U.S. Army officials are planning improvements to the Army’s mobile cloud computing platform commonly used in Afghanistan. The next version of the Battle Command Common Services (BCCS) system will mark the Army’s first attempt to align the cloud platform with the Common Operating Environment. It will improve interoperability between the operations and intelligence communities, ultimately improving situational awareness for warfighters.

 The new version of BCCS will be deployed and tested at the Army’s next Network Integration Evaluation to be held in the spring of 2012. That initial rollout will be followed by a series of incremental upgrades every six months. A primary goal is to align BCCS with the Common Operating Environment (COE), a set of computing technologies and standards designed to enable secure and interoperable applications to be rapidly developed and implemented across a variety of computing environments, including server, mobile, client, devices, sensors and platforms.

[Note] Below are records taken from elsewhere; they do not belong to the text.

Issue #1153, opened 2021-07-06
Hermes schedule execution routine can drop op. data


adizere:
This bug was observed during operation for the Osmosis app. @greg-szabo pointed out the underlying issue and we uncovered it looking directly at logs.

## Crate

`ibc-relayer`

## Summary of Bug

The `execute_schedule` method can potentially drop an operational data, thus Hermes will never relay the messages
associated with that data. The method is as follows

https://github.com/informalsystems/ibc-rs/blob/c78b793d99571df4781cec4c2cfcb18ed68098d1/relayer/src/link.rs#L1289-L1302

The scenario that can lead to a dropped op. data is as follows:

1. line 1290: Hermes removes some op. data that have been scheduled earlier, and retains X operational data to be sent to the Destination chain in the vector `dst_ods`.
    - this means that `len(dst_ods) = X`
    - it is important that X is strictly larger than 1, let's take as example 2

2. line 1294: Hermes takes the first element (among 2 of them) from the vector `dst_ods`
3. line 1295: Hermes attempts to run `relay_from_operational_data(..)?` on that first element
    - suppose that the method `relay_from_operational_data` fails
    - in this case, the whole method `execute_schedule` returns because of the `?`
4. the second element from vector `dst_ods` is never handled

Similarly, any elements from the vector `src_ods` is never handled either. So Hermes never sends those messages.

## Version

de62a4b9329dc00df11720627846d3ef9e3ada87

## Acceptance Criteria

- [ ] clarify if `relay_from_operational_data` can fail
- [ ] reproduce the problem in an automated (integration) test if possible
    - the main difficult in reproducing is in making the method `relay_from_operational_data` fail: unclear if that is easily made to fail
- [ ] `execute_schedule` should not remove multiple elements from the scheduled op. data, instead should remove them one by one

____

## For Admin Use

- [X] Not duplicate issue
- [X] Appropriate labels applied
- [X] Appropriate milestone (priority) applied
- [X] Appropriate contributors tagged
- [X] Contributor assigned/self-assigned

seanchen1991:
Adi mentioned that @ancazamfir is convinced that the `relay_from_operational` data method is (mostly) infallible, such that in most cases no operational data will be dropped. Looking at the method in a vacuum, it seems like it will only drop operational data when the max number of retries have been attempted, or some undocumented non-recoverable error occurs: 

[...]

PR #1154, opened 2021-07-06
Fix for execute schedule bug

adizere:
Closes: #1153

## Description

______

For contributor use:

### DIFF
--- a/relayer/src/link.rs
+++ b/relayer/src/link.rs
@@ -1284,18 +1284,21 @@ impl RelayPath {
         }
     }
 
-    /// Checks if there are any operational data items ready, and if so performs the relaying
-    /// of corresponding packets to the target chain.
+    /// Checks if there is any operational data items ready,
+    /// and if so performs the relaying of corresponding packets
+    /// to the target chain.
     pub fn execute_schedule(&mut self) -> Result<RelaySummary, LinkError> {
-        let (src_ods, dst_ods) = self.try_fetch_scheduled_operational_data();
-
         let mut summary = RelaySummary::empty();
 
-        for od in dst_ods {
+        // Handle first messages heading to the destination chain.
+        let dst_od = self.try_fetch_scheduled_operational_data_dst();
+        if let Some(od) = dst_od {
             summary.extend(self.relay_from_operational_data(od)?);
         }
 
-        for od in src_ods {
+        // Now handle messages heading to the source chain.
+        let src_od = self.try_fetch_scheduled_operational_data_src();
+        if let Some(od) = src_od {
             summary.extend(self.relay_from_operational_data(od)?);
         }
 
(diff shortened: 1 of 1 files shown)


relayer/src/link.rs
```diff
@@ -1426,34 +1429,42 @@ impl RelayPath {
         Ok(())
     }
 
-    /// Pulls out the operational elements with elapsed delay period and that can
+    /// Destination-chain fetching of operational data.
+    ///
+    /// Pulls out an operational elements with elapsed delay period and that can
     /// now be processed. Does not block: if no OD fulfilled the delay period (or none is
-    /// scheduled), returns immediately with `vec![]`.
-    fn try_fetch_scheduled_operational_data(
```
adizere, line 1432: To explain the changes here at a high level, since the diff is a big messy:

I split the method `try_fetch_scheduled_operational_data` into two separate methods:

1. `try_fetch_scheduled_operational_data_dst` which fetches 1 op. data specifically for the destination chain
2. `try_fetch_scheduled_operational_data_src` which fetches 1 op. data specifically for the source chain.

relayer/src/link.rs
```diff
@@ -1426,34 +1429,42 @@ impl RelayPath {
...
+        }
+    }
 
-        let dst_ods: Vec<OperationalData> = self
-            .dst_operational_data
+    /// Source-chain fetching of operational data.
+    ///
+    /// Equivalent to [`try_fetch_scheduled_operational_data_dst`]
+    /// but for the source chain operational data.
+    fn try_fetch_scheduled_operational_data_src(&mut self) -> Option<OperationalData> {
```
adizere, line 1456: We no longer return a vector of op. data, but at most one.

The rationale is as follows: Returning a vector was problematic because one of them might fail to process, and then Hermes would never get a chance to process the subsequent ones.

romac:
The fix seems sound to me. I wonder what we lose (if anything) perf-wise by executing the schedule op. data once per worker-loop iteration rather than as batches. Probably not too bad since we refresh and execute the scheduled op. data once per `step` (ie. whenever of the packet worker.

By the way, looking at the (existing) code I wonder if we are doing the right thing here:

https://github.com/informalsystems/ibc-rs/blob/3da7dc12c060271176c8a8870aa399a8eea64820/relayer/src/worker/uni_chan_path.rs#L62-L64

It looks to me like we are dropping commands when they fail, as for every retry step, we try and block before we receive a _new_ command on `self.cmd_rx`, and the command that originally failed is therefore discarded.

romac:
> The fix seems sound to me. I wonder what we lose (if anything) perf-wise by executing the schedule op. data once per worker-loop iteration rather than as batches. Probably not too bad since we refresh and execute the scheduled op. data once per `step` (ie. whenever of the packet worker.
> 
> By the way, looking at the (existing) code I wonder if we are doing the right thing here:
> 
> https://github.com/informalsystems/ibc-rs/blob/3da7dc12c060271176c8a8870aa399a8eea64820/relayer/src/worker/uni_chan_path.rs#L62-L64
> 
> It looks to me like we are dropping commands when they fail, as for every retry step, we try and block before we receive a _new_ command on `self.cmd_rx`, and the command that originally failed is therefore discarded.

Oh seems like this was already known and there is a fix in #1144. Nevermind then! :)

relayer/src/link.rs
```diff
@@ -1426,34 +1429,42 @@ impl RelayPath {
...
-    fn try_fetch_scheduled_operational_data(
-        &mut self,
-    ) -> (Vec<OperationalData>, Vec<OperationalData>) {
-        // The first elements of the op. data vector contain the oldest entry.
-        // Remove and return the elements with elapsed delay.
-
-        let src_ods: Vec<OperationalData> = self
-            .src_operational_data
+    /// scheduled), returns immediately with `None`.
+    fn try_fetch_scheduled_operational_data_dst(&mut self) -> Option<OperationalData> {
```
hu55a1n1, line 1437: The design of these methods is reminiscent of iterators because they are essentially returning the next element until there are none, so it might be more pragmatic to implement them as custom iterators.

soareschen:
I have tried to simplify the logic and still do bulk processing of all operation data if no error occurred:

```rust

    // Try to execute an iterated list of `OperationData`. Returns the following:
    //   - A summary of processed data,
    //   - A vector of unprocessed data, either because:
    //       - The scheduled time has not elapsed, or
    //       - An error has occured before or during the processing of the given operation
    //   - An optional LinkError, which is returned if any error occurred.
    fn do_execute_schedule<I: Iterator<Item = OperationalData>>
        (&mut self, mut operations: I) ->
        (RelaySummary, Vec<OperationalData>, Option<LinkError>)
    {
        let connection_delay = self.channel.connection_delay;
        let mut summaries = RelaySummary::empty();
        let mut unprocessed = vec![];

        while let Some(operation) = operations.next() {
            if operation.scheduled_time.elapsed() > connection_delay {
                match self.relay_from_operational_data(operation.clone()) {
                    Ok(summary) => {
                        summaries.extend(summary);
                    }
                    Err(e) => {
                        unprocessed.push(operation);
                        unprocessed.extend(operations);

                        return (summaries, unprocessed, Some(e));
                    }
                }
            } else {
                unprocessed.push(operation);
            }
        }

        (summaries, unprocessed, None)
    }

    /// Checks if there is any operational data items ready,
    /// and if so performs the relaying of corresponding packets
    /// to the target chain.
    pub fn execute_schedule(&mut self) -> Result<RelaySummary, LinkError> {
        let mut dst_operational_data = core::mem::take(&mut self.dst_operational_data);
        let (mut dst_summaries, dst_unprocessed, err) =
            self.do_execute_schedule(dst_operational_data.drain(0..));
        self.dst_operational_data = dst_unprocessed;

        if let Some(e) = err {
            return Err(e)
        }

        let mut src_operational_data = core::mem::take(&mut self.src_operational_data);
        let (src_summaries, src_unprocessed, err) =
            self.do_execute_schedule(src_operational_data.drain(0..));
        self.src_operational_data = src_unprocessed;

        if let Some(e) = err {
            return Err(e)
        }

        dst_summaries.extend(src_summaries);

        Ok(dst_summaries)
    }
```

A diff is available here: https://github.com/informalsystems/ibc-rs/compare/adi/1153_execute_schedule_bug...soares/1153_execute_schedule_bug?expand=1

Let me know if this makes sense.

adizere:
Closing for the moment.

 The Army will begin integrating systems for operations and intelligence elements by hosting the systems for both functions on the same server stacks. “The operations and intelligence functions always have to work hand-in-hand to answer where I am, where my friends are and where my enemies are,” explains Lt. Col. Brian Lyttle, USA, product manager for the Strategic Mission Command under the Program Executive Office for Command, Control and Communications-Tactical. “Ops-intel convergence is an effort to simplify the baselines in the field so that it will reduce cost to the Army overall, as well as increase the interoperability between the various systems used by those two very specific communities. It is part of a much larger effort that the Army has called the Common Operating Environment, and this is simply our first edition, or our first increment.”

 BCCS is a server stack with an integrated set of enterprise services and interoperability software that allows the Army to host in a cloud environment a variety of user software and applications, including Command Post of the Future, All Source Analysis System and other battle command systems used within an operations center. It is deployed with more than 490 active Army and Reserve units down to the battalion level, meaning it must meet the demands of a wide array of users. “We’re not just limited to the combat forces; it also goes to the combat support, service support and generating force folks here in the states,” Col. Lyttle reveals. “We’re trying to take care of a very diverse crowd.”

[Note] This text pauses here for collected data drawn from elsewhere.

PR #1163, opened 2021-07-09
Client state filter

adizere:
Closes: #1165

## Description

For basic testing:

- set `trust_threshold = { numerator = '3', denominator = '3' }` for `ibc-0`
- `hermes create channel ibc-0 ibc-1 --port-a transfer --port-b transfer`
    - so `channel-0` on both ends will be denied
- set `trust_threshold = { numerator = '1', denominator = '3' }` (default) for `ibc-0`
- `hermes create channel ibc-0 ibc-1 --port-a transfer --port-b transfer`
    - so `channel-1` on both ends will be allowed

______

For contributor use:


relayer/src/supervisor/client_state_filter.rs
```diff
@@ -0,0 +1,195 @@
...
+
+/// A cache storing filtering status (allow or deny) for
+/// arbitrary identifiers.
+#[derive(Default, Debug)]
+pub(crate) struct FilterCache {
+    /// A cache associating a generic identifier, such as
+    /// client id, channel id, or connection id, with a
+    /// boolean, representing either allow (if `true`) or
+    /// deny (if `false`) that identifier.
+    permission_cache: HashMap<Identifier, bool>,
```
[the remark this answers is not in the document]
romac: And instead of using a `String`, let's perhaps define an enum for the keys?

```rust
enum CacheKey {
  Client(ChainId, ClientId),
  Channel(ChainId, ChannelId),
  Connection(ChainId, ConnectionId),
}
```

relayer/src/supervisor/client_state_filter.rs
```diff
@@ -0,0 +1,195 @@
...
+use ibc::ics04_channel::error::Kind;
+use ibc::ics24_host::identifier::{ChainId, ChannelId, ClientId, ConnectionId, PortId};
+use ibc::Height;
+
+type Identifier = String;
+
+/// A cache storing filtering status (allow or deny) for
+/// arbitrary identifiers.
+#[derive(Default, Debug)]
+pub(crate) struct FilterCache {
```
romac, line 18: This struct is not strictly a cache since it contains the filtering logic as well, maybe rename it to `FilterPolicy` or something like that?

We can also rename the file/module to `filter_policy` or something.

romac (changes requested):
Great stuff, left some suggestions but the logic is sound!

config.toml
```diff
@@ -100,7 +100,7 @@ trusting_period = '14days'
 # Specify the trust threshold for the light client, ie. the maximum fraction of validators
 # which have changed between two blocks.
 # Default: { numerator = '1', denominator = '3' }, ie. 1/3.
-trust_threshold = { numerator = '1', denominator = '3' }
+trust_threshold = { numerator = '3', denominator = '3' }
```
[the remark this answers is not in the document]
adizere: This was necessary for testing. Indeed we'll reverted it before commit, thanks for pointing it out! Will keep your comment un-resolved until we're ready to merge..

relayer/src/supervisor/client_state_filter.rs
```diff
@@ -0,0 +1,274 @@
...
+}
+
+impl Permission {
+    fn and(self, other: &Permission) -> Permission {
+        if matches!(self, Permission::Allow) && matches!(other, Permission::Allow) {
+            self
+        } else {
+            Permission::Deny
+        }
+    }
```
romac, line 28:
```suggestion
    fn and(self, other: &Self) -> Self {
        if matches!(self, Self::Allow) && matches!(other, Self::Allow) {
            Self::Allow
        } else {
            Self::Deny
        }
    }
```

 Still, it is best suited for combat use, says Jim Clarke, assistant product manager for BCCS. “Our solution is most perfectly suited for a Brigade Combat Team. If you asked us what our sweet spot was, a BCT implementation is what we do best. But our solution, including our servers and the way we employ them, scales up and down based on the amount of horsepower you need to execute the mission and what networks you’re on,” Clarke adds.

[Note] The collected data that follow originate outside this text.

PR #1170, opened 2021-07-11
Nixify ibc-proto-compiler

JonathanLorimer:
## Description

Doesn't close, but gets us closer to closing #1171

This PR adds nix support for the `ibc-proto-compiler`. Originally I was going to try and just nixify everything, but I realized the PR would be rather large, so I figured I would submit PR's one sub-directory at a time.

 The upgrade will also integrate the second increment of the Warfighter Information Network-Tactical—the Army’s on-the-move, high-speed, high-capacity backbone communications network linking warfighters on the battlefield with the Global Information Grid. With any upgrade, they also have to consider such things as size, weight, power, scalability, survivability and redundancy. The Army is currently on BCCS version four. In an effort to keep up with technological advances, they assess potential upgrades about every two years.

 Although Army officials have not yet chosen all of the technologies and products to be included in the upgrade, they confirm that NetApp FAS2240 is among the offerings. Just announced this week, the product is designed to dramatically improve server storage without a significant cost increase. NetApp has been part of the BCCS team since 2006.

 “We’re going through the planning processes right now. We’re doing the systems engineering and analysis to determine the needs of all the different communities and, hopefully, move forward with a common solution for everyone,” Col. Lyttle says.